PR #5577, opened 2021-02-01
Donor Profiles are now extensible

### LINKED ISSUE #5434: Donor Profiles should be extensible
## User Story

As a developer, I want the Donor Profile area to be extensible so that addons can easily add relevant tabs and controls.

## Details
The Donor Profile frontend app needs to easily extended both within GiveWP core and by addons. To achieve this, two abstract classes should be created, which other addons can use to help in registering new Donor Profile tabs and endpoints. Additional donor profile tabs should include logic for enqueuing scripts used to render the tab content. One source of inspiration for this API could be the block registration API, where blocks are registered both in the backend and through JS.

## Additional Context
Ultimately, donor Profile tabs also need to be surfaced in the Donor Profile block and shortcode, where admin can selectively enable or disable certain tabs. This functionality will be addressed in a future PR and is not a concern currently.

## Acceptance Criteria
-   [x] New Donor Profile tabs can be easily registered via PHP
-   [x] New Donor Profile endpoints can be easily registered via PHP
-   [x] New Donor Profile tabs and tab content can be easily registered via JS
-   [x] Addon informed Donor Profile tab routes should be removed from core
-   [x] Core Donor Profile tabs register through the same Tab register that addons do

henryholtgeerts:
Resolves #5434 

## Description

This PR introduces Tab registration logic needed to make the Donor Profiles app extensible by addons. Specifically, it introduces the Tabs register, as well as Tab and Route abstracts to help addons easily extend the Donor Profiles app. 

## Affects
In addition to introducing the Tabs register, this PR refactors existing core Tab logic so that all tabs are registered through the Tab register consistently. 

## Pre-review Checklist

## Testing Instructions

1. Add a new Donor Profile block to an empty page
2. Check that all tabs load as expected


src/DonorProfiles/Tabs/DonationHistoryTab/DonationsRoute.php
```diff
@@ -0,0 +1,51 @@
...
+	}
+
+	/**
+	 * @return array
+	 *
+	 * @since 2.10.0
+	 */
+	protected function getData() {
+
+		$repository = new DonationsRepository();
```
kjohnson, line 41: This could be injected as a dependency and resolved from the container. One benefit would be to mock the repository for unit testing the return format of the `getData()` method.

src/DonorProfiles/Tabs/TabsRegister.php
```diff
@@ -0,0 +1,117 @@
...
+	 * @param string $id
+	 *
+	 * @return string
+	 */
+	public function getTab( $id ) {
+		if ( ! isset( $this->tabs[ $id ] ) ) {
+			throw new \InvalidArgumentException( "No migration exists with the ID {$id}" );
+		}
+
+		return $this->migrations[ $id ];
```
kjohnson, line 56: I'm assuming that this would be returning an item from the `$this->tabs` property?

src/DonorProfiles/Tabs/TabsRegister.php
```diff
@@ -0,0 +1,117 @@
...
+
+	/**
+	 * Add a tab to the list of tabs
+	 *
+	 * @since 2.11.0
+	 *
+	 * @param string $tabClass FQCN of the Tab Class
+	 */
+	public function addTab( $tabClass ) {
+		if ( ! is_subclass_of( $tabClass, Tab::class ) ) {
```
kjohnson, line 78: I would suggest type hinting the method parameter and let PHP enforce the sub-classing contract.

src/DonorProfiles/Tabs/TabsRegister.php
```diff
@@ -0,0 +1,117 @@
...
+			throw new \InvalidArgumentException( 'Class must extend the ' . Tab::class . ' class' );
+		}
+
+		$tabId = $tabClass::id();
+
+		if ( isset( $this->tabs[ $tabId ] ) ) {
```
kjohnson, line 84: I would suggest re-using the `hasTab` method here, instead of duplicating the `isset` logic.

src/DonorProfiles/Tabs/TabsRegister.php
```diff
@@ -0,0 +1,117 @@
...
+
+	public function registerTabRoutes() {
+		foreach ( give()->donorProfileTabs->tabs as $tabClass ) {
+			$tab = new $tabClass;
+			$tab->registerRoutes();
+		}
+	}
+
+	public function enqueueTabAssets() {
+		foreach ( $this->tabs as $tabClass ) {
```
kjohnson, line 113: It looks like `registerTabRoutes` and `enqueueTabAssets` are doing something similar, in that they are iterating over the same tabs, but the former is referencing off of a global, while the later is referencing a class property. Is there a need for this difference, or can the two be more consistent?

kjohnson (changes requested):
A couple of small changes and a couple of comments to consider.

kjohnson (changes requested):
A couple of small changes and a couple of comments to consider.

src/DonorProfiles/Tabs/TabsRegister.php
henryholtgeerts: Ah, good catch! Yes - meant to be returning from the tabs property. Done, ref: https://github.com/impress-org/givewp/pull/5577/commits/56179f86fb9de23248a6bf0f5b2d68f8aca4e554

src/DonorProfiles/Tabs/TabsRegister.php
henryholtgeerts: Here, the addTab method is actually expecting a string, since what is being stored in the tabs property is just an array of fully qualified class names (as strings). This avoids constructing the classes themselves until they are needed. The manual check is required since we're really checking if the FQCN provided represents a class that does in fact extend the Tab class.

src/DonorProfiles/Tabs/TabsRegister.php
henryholtgeerts: Good thinking! Done, ref: https://github.com/impress-org/givewp/pull/5577/commits/8b485cfb89418896ff7c91c70fb6574e2c83ae63

src/DonorProfiles/Tabs/TabsRegister.php
henryholtgeerts: Good catch here -- they should both be referencing off of the global. Done, ref: https://github.com/impress-org/givewp/pull/5577/commits/cef17075fb33483fee71fdaf5c6052b6335c46f5

src/DonorProfiles/Tabs/DonationHistoryTab/DonationsRoute.php
henryholtgeerts: I've gone ahead and changed this so that the DonationsRepository is injected as a dependency. I'm holding off on registering the repository as a global, since for the time being this is the only place it is referenced. Done, ref: https://github.com/impress-org/givewp/pull/5577/commits/4677b3f9d697f820499e91800c719f076ebac52e

src/DonorProfiles/Tabs/TabsRegister.php
```diff
@@ -49,11 +49,11 @@ public function hasTab( $id ) {
 	 * @return string
 	 */
 	public function getTab( $id ) {
-		if ( ! isset( $this->tabs[ $id ] ) ) {
-			throw new \InvalidArgumentException( "No migration exists with the ID {$id}" );
+		if ( ! $this->hasTab( $id ) ) {
+			throw new \InvalidArgumentException( "No tab exists with the ID {$id}" );
```
kjohnson, line 53: There is probably a better exception that we can throw, or throw a custom exception.

`InvalidArgumentException` is thrown "if an argument is not of the expected type."

src/DonorProfiles/Tabs/TabsRegister.php
```diff
@@ -81,7 +81,7 @@ public function addTab( $tabClass ) {
 
 		$tabId = $tabClass::id();
 
-		if ( isset( $this->tabs[ $tabId ] ) ) {
+		if ( $this->hasTab( $tabId ) ) {
 			throw new \InvalidArgumentException( 'A tab can only be added once. Make sure there are not id conflicts.' );
```
kjohnson, line 85: Likewise, we should throw a different exception type here. The above use of `InvalidArgumentException` in `addTab()` makes sense, but on line 84-85 the argument is correct and valid (type) but there is a conflict.

Also, throwing a custom exception is easy to document for what to catch.

kjohnson (changes requested):

src/DonorProfiles/Tabs/DonationHistoryTab/DonationsRoute.php
kjohnson: To clarify, I was suggesting that `DonorRepository` be resolved from the container via the class constructor, which eliminates the need for manually instantiating a class.

src/DonorProfiles/Tabs/TabsRegister.php
kjohnson: Sounds good!

src/DonorProfiles/Tabs/TabsRegister.php
henryholtgeerts: Done, ref: https://github.com/impress-org/givewp/pull/5577/commits/fdaa13fd9a0dd47ee65e037b271fa2e7e60caa8c

src/DonorProfiles/Tabs/TabsRegister.php
henryholtgeerts: Done, ref: https://github.com/impress-org/givewp/pull/5577/commits/fdaa13fd9a0dd47ee65e037b271fa2e7e60caa8c

kjohnson (approved):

**Problem requirements:** Every line of the data must be written out again word for word.

**Output:**
PR #5577, opened 2021-02-01
Donor Profiles are now extensible

### LINKED ISSUE #5434: Donor Profiles should be extensible
## User Story

As a developer, I want the Donor Profile area to be extensible so that addons can easily add relevant tabs and controls.

## Details
The Donor Profile frontend app needs to easily extended both within GiveWP core and by addons. To achieve this, two abstract classes should be created, which other addons can use to help in registering new Donor Profile tabs and endpoints. Additional donor profile tabs should include logic for enqueuing scripts used to render the tab content. One source of inspiration for this API could be the block registration API, where blocks are registered both in the backend and through JS.

## Additional Context
Ultimately, donor Profile tabs also need to be surfaced in the Donor Profile block and shortcode, where admin can selectively enable or disable certain tabs. This functionality will be addressed in a future PR and is not a concern currently.

## Acceptance Criteria
-   [x] New Donor Profile tabs can be easily registered via PHP
-   [x] New Donor Profile endpoints can be easily registered via PHP
-   [x] New Donor Profile tabs and tab content can be easily registered via JS
-   [x] Addon informed Donor Profile tab routes should be removed from core
-   [x] Core Donor Profile tabs register through the same Tab register that addons do

henryholtgeerts:
Resolves #5434 

## Description

This PR introduces Tab registration logic needed to make the Donor Profiles app extensible by addons. Specifically, it introduces the Tabs register, as well as Tab and Route abstracts to help addons easily extend the Donor Profiles app. 

## Affects
In addition to introducing the Tabs register, this PR refactors existing core Tab logic so that all tabs are registered through the Tab register consistently. 

## Pre-review Checklist

## Testing Instructions

1. Add a new Donor Profile block to an empty page
2. Check that all tabs load as expected


src/DonorProfiles/Tabs/DonationHistoryTab/DonationsRoute.php
```diff
@@ -0,0 +1,51 @@
...
+	}
+
+	/**
+	 * @return array
+	 *
+	 * @since 2.10.0
+	 */
+	protected function getData() {
+
+		$repository = new DonationsRepository();
```
kjohnson, line 41: This could be injected as a dependency and resolved from the container. One benefit would be to mock the repository for unit testing the return format of the `getData()` method.

src/DonorProfiles/Tabs/TabsRegister.php
```diff
@@ -0,0 +1,117 @@
...
+	 * @param string $id
+	 *
+	 * @return string
+	 */
+	public function getTab( $id ) {
+		if ( ! isset( $this->tabs[ $id ] ) ) {
+			throw new \InvalidArgumentException( "No migration exists with the ID {$id}" );
+		}
+
+		return $this->migrations[ $id ];
```
kjohnson, line 56: I'm assuming that this would be returning an item from the `$this->tabs` property?

src/DonorProfiles/Tabs/TabsRegister.php
```diff
@@ -0,0 +1,117 @@
...
+
+	/**
+	 * Add a tab to the list of tabs
+	 *
+	 * @since 2.11.0
+	 *
+	 * @param string $tabClass FQCN of the Tab Class
+	 */
+	public function addTab( $tabClass ) {
+		if ( ! is_subclass_of( $tabClass, Tab::class ) ) {
```
kjohnson, line 78: I would suggest type hinting the method parameter and let PHP enforce the sub-classing contract.

src/DonorProfiles/Tabs/TabsRegister.php
```diff
@@ -0,0 +1,117 @@
...
+			throw new \InvalidArgumentException( 'Class must extend the ' . Tab::class . ' class' );
+		}
+
+		$tabId = $tabClass::id();
+
+		if ( isset( $this->tabs[ $tabId ] ) ) {
```
kjohnson, line 84: I would suggest re-using the `hasTab` method here, instead of duplicating the `isset` logic.

src/DonorProfiles/Tabs/TabsRegister.php
```diff
@@ -0,0 +1,117 @@
...
+
+	public function registerTabRoutes() {
+		foreach ( give()->donorProfileTabs->tabs as $tabClass ) {
+			$tab = new $tabClass;
+			$tab->registerRoutes();
+		}
+	}
+
+	public function enqueueTabAssets() {
+		foreach ( $this->tabs as $tabClass ) {
```
kjohnson, line 113: It looks like `registerTabRoutes` and `enqueueTabAssets` are doing something similar, in that they are iterating over the same tabs, but the former is referencing off of a global, while the later is referencing a class property. Is there a need for this difference, or can the two be more consistent?

kjohnson (changes requested):
A couple of small changes and a couple of comments to consider.

kjohnson (changes requested):
A couple of small changes and a couple of comments to consider.

src/DonorProfiles/Tabs/TabsRegister.php
henryholtgeerts: Ah, good catch! Yes - meant to be returning from the tabs property. Done, ref: https://github.com/impress-org/givewp/pull/5577/commits/56179f86fb9de23248a6bf0f5b2d68f8aca4e554

src/DonorProfiles/Tabs/TabsRegister.php
henryholtgeerts: Here, the addTab method is actually expecting a string, since what is being stored in the tabs property is just an array of fully qualified class names (as strings). This avoids constructing the classes themselves until they are needed. The manual check is required since we're really checking if the FQCN provided represents a class that does in fact extend the Tab class.

src/DonorProfiles/Tabs/TabsRegister.php
henryholtgeerts: Good thinking! Done, ref: https://github.com/impress-org/givewp/pull/5577/commits/8b485cfb89418896ff7c91c70fb6574e2c83ae63

src/DonorProfiles/Tabs/TabsRegister.php
henryholtgeerts: Good catch here -- they should both be referencing off of the global. Done, ref: https://github.com/impress-org/givewp/pull/5577/commits/cef17075fb33483fee71fdaf5c6052b6335c46f5

src/DonorProfiles/Tabs/DonationHistoryTab/DonationsRoute.php
henryholtgeerts: I've gone ahead and changed this so that the DonationsRepository is injected as a dependency. I'm holding off on registering the repository as a global, since for the time being this is the only place it is referenced. Done, ref: https://github.com/impress-org/givewp/pull/5577/commits/4677b3f9d697f820499e91800c719f076ebac52e

src/DonorProfiles/Tabs/TabsRegister.php
```diff
@@ -49,11 +49,11 @@ public function hasTab( $id ) {
 	 * @return string
 	 */
 	public function getTab( $id ) {
-		if ( ! isset( $this->tabs[ $id ] ) ) {
-			throw new \InvalidArgumentException( "No migration exists with the ID {$id}" );
+		if ( ! $this->hasTab( $id ) ) {
+			throw new \InvalidArgumentException( "No tab exists with the ID {$id}" );
```
kjohnson, line 53: There is probably a better exception that we can throw, or throw a custom exception.

`InvalidArgumentException` is thrown "if an argument is not of the expected type."

src/DonorProfiles/Tabs/TabsRegister.php
```diff
@@ -81,7 +81,7 @@ public function addTab( $tabClass ) {
 
 		$tabId = $tabClass::id();
 
-		if ( isset( $this->tabs[ $tabId ] ) ) {
+		if ( $this->hasTab( $tabId ) ) {
 			throw new \InvalidArgumentException( 'A tab can only be added once. Make sure there are not id conflicts.' );
```
kjohnson, line 85: Likewise, we should throw a different exception type here. The above use of `InvalidArgumentException` in `addTab()` makes sense, but on line 84-85 the argument is correct and valid (type) but there is a conflict.

Also, throwing a custom exception is easy to document for what to catch.

kjohnson (changes requested):

src/DonorProfiles/Tabs/DonationHistoryTab/DonationsRoute.php
kjohnson: To clarify, I was suggesting that `DonorRepository` be resolved from the container via the class constructor, which eliminates the need for manually instantiating a class.

src/DonorProfiles/Tabs/TabsRegister.php
kjohnson: Sounds good!

src/DonorProfiles/Tabs/TabsRegister.php
henryholtgeerts: Done, ref: https://github.com/impress-org/givewp/pull/5577/commits/fdaa13fd9a0dd47ee65e037b271fa2e7e60caa8c

src/DonorProfiles/Tabs/TabsRegister.php
henryholtgeerts: Done, ref: https://github.com/impress-org/givewp/pull/5577/commits/fdaa13fd9a0dd47ee65e037b271fa2e7e60caa8c

kjohnson (approved):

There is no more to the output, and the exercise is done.